Dès les premiers symptômes (chaleur à la couronne, pouls élevé, boiterie) et si le cheval est sensible à la pince exploratrice mais que l’on n’y voit rien à l’œil (aucun point noir, aucune fissure). Il faut alors envelopper le pied préalablement nettoyé dans un cataplasme d’argile pour attendrir la corne afin d’aider l’abcès à se frayer un chemin quelque part au niveau de la sole pour l’aider à sortir.

Une fois que l’argile aura travaillé, il y a de fortes chances de trouver une fissure au niveau de la sole. Lorsque l’on a localisé l’abcès, on débride alors celui-ci au plus fort de la boiterie avec l’aide du couteau à corne afin que l’infection se draine le plus rapidement possible. Une petite ouverture sera suffisante à l’obtention d’un bon drainage. On prendra garde de ne pas atteindre les tissus veloutés. Ces derniers chercheront à s’engager par l’ouverture et causeront une douleur supplémentaire. Si on ouvre trop grand, le pied prendra trop de temps à se refermer.

De préférence, il faut ouvrir avant que l’abcès n’arrive à la couronne ou dans les glomes. Sinon cela peut créer une défaillance à la couronne. Ce qui causera éventuellement une seime profonde parce que l’abcès aura brisé ses tissus régénérateurs.

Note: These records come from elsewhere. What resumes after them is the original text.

PR #402, opened 2022-02-22
fix: Not changing filters when initial filters length = 2

### LINKED ISSUE #400: Graph does not reflect auto-selected filters on the left
When the value of filter 1 is changed, the content of filter 2 is automatically adjusted according to the availability of data, but not the graph on the right. The graph on the right-hand side retains the last value of filter 2. A refresh does not refresh the graph either, you have to select another value in filter 2 to refresh the graph. If there is only one value in filter 2, it cannot be displayed.

**To Reproduce**
1. open Bathing Stites in INT
2. choose bar chart
3. add color : parameter
4. add Filter Monitoring programm
5. Deplace the filter monitoring programm in position 1
6. Select BAQUA_SO in Filter Monitoring Programm
-> Impossible to display the graph for the bathing site "Solothurn"

**Screenshots**
image

INT v3.4.2 ([3e72a7d]
 - Edge

ptbrowne:
Possible filters query would make a too big slice of the filters resulting
in possible filters trying twice with 2 filters if filters initial length
is 2. This would result in empty results and the filters not being changed
in the UI.

fix #400

### DIFF
--- a/app/configurator/components/chart-configurator.tsx
+++ b/app/configurator/components/chart-configurator.tsx
@@ -170,6 +170,7 @@ export const useEnsurePossibleFilters = ({
         .query(PossibleFiltersDocument, {
           iri: state.dataSet,
           filters: unmappedFilters,
+          filterKey: Object.keys(unmappedFilters).join(", "),
         })
         .toPromise();
       if (error || !data) {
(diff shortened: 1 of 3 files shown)


bprusinowski (approved):
LGTM 👍

PR #415, opened 2022-02-22
Generic approach to rendering errors

bprusinowski:


app/components/common-chart.tsx
```diff
@@ -27,6 +30,12 @@ const GenericChart = ({
     queryFilters,
   };
 
+  // Remove any chart errors on chart switch
+  useEffect(
+    () => setChartError("none"),
+    [chartConfig.chartType, setChartError]
+  );
```
ptbrowne, line 37: This effect could be done directly in the hook if chartType is given to it.

app/charts/area/chart-area.tsx
```diff
@@ -41,44 +37,59 @@ export const ChartAreasVisualization = ({
...
+    });
 
   const observations = data?.dataCubeByIri?.observations.data;
+  const observationsPresent = useMemo(
+    () =>
+      observations
+        ? observations.length > 0 && observations.map((d) => d.y).some(isNumber)
+        : false,
+    [observations]
+  );
```
ptbrowne, line 58: I think it is a good as a first step.

For future improvement: I wonder if the data cubes observations query should not be handled by the hook directly so the whole data fetching / checking is done in a single hook, so that every chart can then use it easily.

const { data, error } = useChartData({
  dimensions,
  iri,
filters, 
  checkDatum: (d) => isNumber(d)
})

app/charts/shared/errors.tsx
```diff
@@ -0,0 +1,41 @@
...
+      {children}
+    </ChartErrorContext.Provider>
+  );
+};
+
+export const useChartError = () => {
+  return useContext(ChartErrorContext);
+};
+
+export const ChartErrorWrapper = ({ children }: { children: ReactNode }) => {
```
ptbrowne, line 31: I guess following my previous comment that it could be transformed into a useChartData / ChartDataWrapper hook / context.

app/components/chart-preview.tsx
```diff
@@ -140,7 +141,9 @@ const ChartWithInteractiveFilters = ({
           <ChartFiltersList dataSetIri={dataSet} chartConfig={chartConfig} />
         </Flex>
       )}
-      <Chart dataSet={dataSet} chartConfig={chartConfig} />
+      <ChartErrorProvider>
+        <Chart dataSet={dataSet} chartConfig={chartConfig} />
```
ptbrowne, line 145: Maybe the Chart could manage the ChartErrorWrapper wrapping ?

app/charts/area/chart-area.tsx
bprusinowski: Awesome idea, I have made an initial implementation 👌

bprusinowski: Btw. `observations.map((d) => d.y).some(isNumber)` seems long outdated, as `Observation` is` [dimensionIri: dimensionValue]`, there is no arbitrary "x" or "y" fields.

app/configurator/components/chart-type-selector.tsx
```diff
@@ -101,6 +103,10 @@ const ChartTypeSelectorField = ({
       disabled={disabled}
       label={label}
       {...field}
+      onClick={(e) => {
+        setChartError("none");
+        field.onClick(e);
+      }}
```
bprusinowski, line 109: I guess it's temporary, I will think about the way to handle that properly. This probably should happen inside configuratorState, on "CHART_TYPE_CHANGED" action type, but here I can't use a useChartError hook directly in reducer, so I think a bigger refactor would be needed?

app/configurator/configurator-state.tsx
```diff
@@ -1223,14 +1224,16 @@ export const ConfiguratorStateProvider = ({
...
+    <ChartErrorProvider>
+      <ConfiguratorStateProviderInternal
+        key={chartId}
+        chartId={chartId}
+        initialState={initialState}
+        allowDefaultRedirect={allowDefaultRedirect}
+      >
+        {children}
+      </ConfiguratorStateProviderInternal>
+    </ChartErrorProvider>
```
bprusinowski, line 1236: Needed to access `useChartError` from both chart-type-selector and charts themselves. I can also move this to some other part of the app, I am not sure where is the best place to do this :)

app/charts/shared/use-chart-data.tsx
```diff
@@ -0,0 +1,38 @@
...
+
+  if (!fetching) {
+    if (dataLoadingError) {
+      error = "dataLoading";
+    } else if (!observationsPresent) {
+      error = "noData";
+    }
+  }
+
+  useEffect(() => setChartError(error));
```
bprusinowski, line 35: The question is: should we clear chart errors on chart type switch and try to fetch the data again? I am not sure if it's a good approach.

Maybe it could be better to have
`useEffect(() => setChartError(error), [error, setChartError]);`
and remove `setChartError('none')` in the other place of the app, so if the data couldn't be loaded, we won't try to do this again, unless there is a page refresh. It would make the logic simpler I think, especially that other part with clearing the errors.

What do you think?

app/components/common-chart.tsx
bprusinowski: I changed the approach, so I think this is not relevant atm

app/charts/shared/errors.tsx
bprusinowski: Done!

PR #424, opened 2022-02-24
fix: Map tooltip text color

bprusinowski:
+ a small refactor for better readability


ptbrowne (approved):
👍

app/charts/map/map-tooltip.tsx
```diff
@@ -183,3 +152,36 @@ export const MapTooltip = () => {
...
   );
 };
+
+interface TooltipRowProps {
+  title: string;
+  background: string;
+  color: string;
+  value: string;
+  error: string | null;
+}
```
ptbrowne, line 162: Nit: Since there is no particular advantage from using `interface` over `type`, and we have a bit more type for props, let's settle on using `type`.

bprusinowski: Ok, I will change that :)

PR #429, opened 2022-02-24
feat: Improve tooltip placement

### LINKED ISSUE #315: Tooltip: Improvements to location
**Describe the bug**
The tooltip that shows the data at a specific point in the graph is not always visible in full on the screen. 

**To Reproduce**
1. Open the [link](https://int.visualize.admin.ch/en/v/Gw8Xb959gsMv) 
2. Hover the bar chart at the date 2020-09-21 
3. Look at the info tooltip
4. See the tooltip cut off at the top
Screenshot 2022-02-02 at 11 51 20

**Expected behavior**
If the tooltip is long, align its position to the side (it is currently aligned at the top). Reposition the triangle in the center of the tooltip. 
The correct behavior is visible if you go over the date 2020-07-06. See image. 

Screenshot 2022-02-02 at 11 52 16

 - Visualize environment and version: INT v3.2.7 
 - Browser and version: Chrome Version 97.0.4692.99

ptbrowne:
- Only allow top placement, this way we do not hide chart data (future work could include having the same behavior that the tooltip stays at the same place vertically). Checked with Annina
- Improve x placement by considering right edge of columns
- Tooltip is now absolutely positionned and portalled so that it can escape the chart container, this removes problems with tooltip being cut

Fix #315

### DIFF
--- a/app/charts/shared/interaction/tooltip-box.tsx
+++ b/app/charts/shared/interaction/tooltip-box.tsx
@@ -1,4 +1,10 @@
-import { ReactNode } from "react";
+import React, {
+  ReactNode,
+  useCallback,
+  useEffect,
+  useMemo,
+  useState,
+} from "react";
 import { Box } from "theme-ui";
 import { Margins } from "../use-width";
 import {
@@ -9,6 +15,8 @@ import {
   Yplacement,
 } from "./tooltip";
 import { useTheme } from "../../../themes";
+import ReactDOM from "react-dom";
+import { throttle } from "lodash";
 
 export interface TooltipBoxProps {
   x: number | undefined;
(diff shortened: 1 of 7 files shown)


app/charts/shared/interaction/tooltip-box.tsx
```diff
@@ -27,51 +74,60 @@ export const TooltipBox = ({
...
+            }}
+          >
+            <Box
+              sx={{
+                width: "fit-content",
+                padding: 3,
+                whiteSpace: "nowrap",
+                pointerEvents: "none",
+                backgroundColor: "monochrome100",
+                borderRadius: "default",
```
bprusinowski, line 101: Is this needed?

ptbrowne: (This is not code I changed here)

What is "this" in your question ?

ptbrowne:
Default is the default border radius from the theme and it is not 0 ;) It is 3. Maybe something to rename in the future.

bprusinowski (approved):
LGTM, I like this approach!

app/charts/shared/interaction/tooltip-box.tsx
```diff
@@ -27,51 +74,60 @@ export const TooltipBox = ({
...
+    <>
+      <div ref={posRef} />
+      {pos ? (
+        <Portal>
+          <Box
+            style={{
+              zIndex: 10,
+              position: "absolute",
+              left: x! + margins.left + pos?.left,
+              top: mxYOffset(y!, placement) + margins.top + pos?.top,
```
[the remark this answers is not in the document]
ptbrowne: Right, I removed the condition to display the portal and the "?", thanks

PR #448, opened 2022-03-10
Wrap exported components

ptbrowne:
- v3.4.10-beta.2
- feat: Update preconstruct
- feat: Wrap exported components with the theme and i18n so that host app does not have to do it


ptbrowne:
Closing as we won't use embedded visualize inside BLW.

PR #449, opened 2022-03-11
Search UX improvements

ptbrowne:
Various small improvements that make the search more agreeable.

- Move include drafts box next to sort options so that it does not appear on input focus
- Add small animations when searching for smoother UX
- Do not fire the search at each keystroke as this pattern is better suited for autocomplete and we are not in an autocomplete


app/components/form.tsx
```diff
@@ -56,7 +55,7 @@ export const Label = ({
             textAlign: "left",
             fontFamily: "body",
             pr: 1,
-            fontSize: [3],
+            fontSize: smaller ? [2, 2, 2] : [3, 3, 3],
```
bprusinowski, line 59: Won't `smaller ? 2 : 3` work in the same way?

bprusinowski (approved):
LGTM 👍

app/components/form.tsx
ptbrowne: Yes, thanks, don't know why I left this... FIxed ;)

PR #453, opened 2022-03-17
Migrate to MUI

ptbrowne:
Migrate from theme UI to Material UI v5.

Upgrading to material UI will let us use more complex components like date pickers, autocompletes and more. The federal theme should be shared across projects going forward.

The migration was done through

- Search and replace using `fastmod`
- Custom codemods using `jscodeshift`
- Manual pass


bprusinowski (approved):
💯

PR #455, opened 2022-03-21
Add an ability to switch between chart and table view

bprusinowski:
- added an ability to switch between chart and data preview in published & preview charts

### DIFF
--- a/app/components/chart-footnotes.tsx
+++ b/app/components/chart-footnotes.tsx
@@ -1,11 +1,12 @@
 import { Trans } from "@lingui/macro";
+import { Box, Button, Link, Stack, Typography } from "@mui/material";
 import { useEffect, useState } from "react";
-import { Box, Link, Typography } from "@mui/material";
 import { ChartConfig } from "../configurator";
 import { useDataCubeMetadataWithComponentValuesQuery } from "../graphql/query-hooks";
+import { getChartIcon, Icon } from "../icons";
 import { useLocale } from "../locales/use-locale";
+import { useChartTablePreview } from "./chart-table-preview";
 import { DataDownload } from "./data-download";
-import { Stack } from "@mui/material";
 
 export const ChartFootnotes = ({
   dataSetIri,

Après l’ouverture, il faut tremper le pied dans l’eau tiède (très important). Un volume d’eau de javel pour 10 volumes d’eau tiède. Laisser tremper environ 15 à 20 minutes. Ceci permettra d’attendrir la corne et de laisser s’échapper le pus. L’eau de javel travaillera sur l’infection. Ensuite, on fait un bandage avec le cataplasme d’argile pendant 4 à 5 jours environ, à raison d’une fois par jour ou jusqu’à ce que la boiterie disparaisse.
Après les bains de pied, il faut garder le tout bien propre, exempt de toute souillure durant le temps du traitement. Après 4 à 5 jours de traitement, normalement le cheval ne boite plus.

On peut alors le referrer ou si on décide de ne pas ferrer le cheval. On doit lui verser de l’iode 2 % ou du bleu méthylène sur la plaie afin de l’assécher et de la garder sèche. Il faut prendre note que le cheval doit être gardé dans un box sur une litière propre et sèche ou il peut retourner au pré.
Le cheval doit avoir reçu auparavant son vaccin contre le tétanos dans l’année en cours. À défaut, il faut appeler le vétérinaire pour lui faire administrer un antitoxine tétanos. Si la guérison est longue à se faire (plus de 4 à 5 jours) et qu’il n’y a pas vraiment d’amélioration, l’usage d’un antibiotique peut être nécessaire.

Quelques trucs de base à titre préventif

Tailler les talons jusqu’au niveau de la partie la plus large de la fourchette, c’est-à-dire le plus loin
possible en arrière. On augmente ainsi la surface portante de contact avec le sol et on permet à
la partie arrière de porter plus de poids, délivrant ainsi une partie de la charge en pince.
Lorsque les terrains sont trop humides, on peut utiliser un durcisseur de corne sur la paroi du
sabot et de l’iode sur la sole afin d’assécher celle-ci et de la rendre plus dure. Garder le cheval
en box sur de la litière sèche pendant plusieurs journées pluvieuses consécutives est aussi
une bonne façon de faire. Ne jamais appliquer de l’iode sur la bande coronaire, et surtout ne
pas oublier de donner rendez-vous à son maréchal ferrant sur une base régulière d’environ 6
semaines afin que votre cheval garde de bons pieds.